EXERCISE DETAILS
An exact copy of every record is the required answer.
──────────
PR #16475, opened 2025-08-19
Add assertion that DeprecationEntry flag do not have dashes

132ikl:
Added a `debug_assert` when using `DeprecationType::Flag` to ensure that the dashes aren't included as part of the flag name. This will hopefully catch something like the issue discovered in #16473 from occurring.

N/A

### DIFF
--- a/crates/nu-protocol/src/deprecation.rs
+++ b/crates/nu-protocol/src/deprecation.rs
@@ -87,7 +87,16 @@ impl DeprecationEntry {
     fn check(&self, call: &Call) -> bool {
         match &self.ty {
             DeprecationType::Command => true,
-            DeprecationType::Flag(flag) => call.get_named_arg(flag).is_some(),
+            DeprecationType::Flag(flag) => {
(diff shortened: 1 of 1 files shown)


crates/nu-protocol/src/deprecation.rs
```diff
@@ -87,7 +87,16 @@ impl DeprecationEntry {
     fn check(&self, call: &Call) -> bool {
         match &self.ty {
             DeprecationType::Command => true,
-            DeprecationType::Flag(flag) => call.get_named_arg(flag).is_some(),
+            DeprecationType::Flag(flag) => {
+                // Make sure we don't accidentally have dashes in the flag
+                debug_assert!(
+                    !flag.starts_with("--"),
```
sholderbach: Being defensive ;)

```suggestion
                    !flag.starts_with('-'),
```

132ikl: oh shoot thanks, i originally was going to have a different message for `--` and `-` but changed my mind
──────────
ANSWER BOX
PR #16475, opened 2025-08-19
Add assertion that DeprecationEntry flag do not have dashes

132ikl:
Added a `debug_assert` when using `DeprecationType::Flag` to ensure that the dashes aren't included as part of the flag name. This will hopefully catch something like the issue discovered in #16473 from occurring.

N/A

### DIFF
--- a/crates/nu-protocol/src/deprecation.rs
+++ b/crates/nu-protocol/src/deprecation.rs
@@ -87,7 +87,16 @@ impl DeprecationEntry {
     fn check(&self, call: &Call) -> bool {
         match &self.ty {
             DeprecationType::Command => true,
-            DeprecationType::Flag(flag) => call.get_named_arg(flag).is_some(),
+            DeprecationType::Flag(flag) => {
(diff shortened: 1 of 1 files shown)


crates/nu-protocol/src/deprecation.rs
```diff
@@ -87,7 +87,16 @@ impl DeprecationEntry {
     fn check(&self, call: &Call) -> bool {
         match &self.ty {
             DeprecationType::Command => true,
-            DeprecationType::Flag(flag) => call.get_named_arg(flag).is_some(),
+            DeprecationType::Flag(flag) => {
+                // Make sure we don't accidentally have dashes in the flag
+                debug_assert!(
+                    !flag.starts_with("--"),
```
sholderbach: Being defensive ;)

```suggestion
                    !flag.starts_with('-'),
```

132ikl: oh shoot thanks, i originally was going to have a different message for `--` and `-` but changed my mind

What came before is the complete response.